Please copy out every line of the listing below in which the word "opened" appears.
------------------------
PR #37875, opened 2026-06-24
fix(api): fail fast for unsupported code executor languages

Harsh23Kashyap:
## Summary

- Validate the sandbox runtime mapping at the start of `CodeExecutor.execute_code`.
- Raise `CodeExecutionError` for unsupported languages before calling the remote sandbox service.
- Add a unit test covering the unsupported-language path in `execute_code`.

Fixes #37874

## Problem

`execute_code` previously sent `"language": null` to the sandbox when `code_language_to_running_language.get(language)` returned `None`, producing a cryptic remote error. `execute_workflow_code_template` already fails fast for unsupported languages; this aligns `execute_code` with that behavior.

## Test plan

- [x] `uv run --group dev pytest tests/unit_tests/core/helper/code_executor/test_code_executor.py -q` (10 passed)
- [x] `uv run --group dev ruff check core/helper/code_executor/code_executor.py tests/unit_tests/core/helper/code_executor/test_code_executor.py`

PR #37900, opened 2026-06-24
fix: CodeExecutor.execute_code raises CodeExecutionError for unsupported languages

### LINKED ISSUE #37874: Bug: CodeExecutor.execute_code sends null language to sandbox for unsupported languages
## Description

`CodeExecutor.execute_code` maps `CodeLanguage` to the sandbox runtime via `code_language_to_running_language.get(language)`. When the language is unsupported, `.get()` returns `None` and the request is sent with `"language": null`, which leads to a cryptic remote sandbox error instead of a clear local failure.

`execute_workflow_code_template` already fails fast with `CodeExecutionError("Unsupported language ...")` when no transformer exists, but `execute_code` itself has no equivalent guard.

## Expected behavior

`execute_code` should raise `CodeExecutionError` with an explicit unsupported-language message before calling the sandbox service.

## Proposed fix

Validate the mapped running language at the start of `execute_code` and raise `CodeExecutionError` when missing. Add a focused unit test for the unsupported-language path.

## Context

This is a defensive boundary fix for direct callers of `execute_code` (for example builtin code tools) and keeps error handling consistent with `execute_workflow_code_template`.

Oxygen56:
## Summary

Previously, `execute_code` used `code_language_to_running_language.get(language)` which returned `None` for unsupported languages, sending `"language": null` to the sandbox service and producing a cryptic remote error.

This change adds an explicit guard that raises `CodeExecutionError('Unsupported language ...')` before the sandbox call, matching the existing behavior of `execute_workflow_code_template`.

Closes #37874

## Changes

- **api/core/helper/code_executor/code_executor.py**: Add guard clause for unsupported language at the start of `execute_code`
- **api/tests/unit_tests/core/helper/code_executor/test_code_executor.py**: Add test `test_execute_code_raises_for_unsupported_language`

## Testing

All existing tests pass. New test verifies the unsupported language path raises `CodeExecutionError`.

### DIFF
--- a/api/core/helper/code_executor/code_executor.py
+++ b/api/core/helper/code_executor/code_executor.py
@@ -74,12 +74,16 @@ class CodeExecutor:
         :param code: code
         :return:
         """
+        running_language = cls.code_language_to_running_language.get(language)
+        if running_language is None:
+            raise CodeExecutionError(f"Unsupported language {language}")
+
         url = code_execution_endpoint_url / "v1" / "sandbox" / "run"
 
         headers = {"X-Api-Key": dify_config.CODE_EXECUTION_API_KEY}
 
         data = {
-            "language": cls.code_language_to_running_language.get(language),
+            "language": running_language,
             "code": code,
             "preload": preload,
             "enable_network": True,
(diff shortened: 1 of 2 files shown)


crazywoola:
Thanks for the contribution! We are following FIFO for duplicate fixes linked to the same issue, so we will continue review on the earlier PR #37875 for #37874 and close this one to avoid parallel review. Really appreciate you taking the time to help here.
------------------------
_Solved problem:_
PR #37875, opened 2026-06-24
PR #37900, opened 2026-06-24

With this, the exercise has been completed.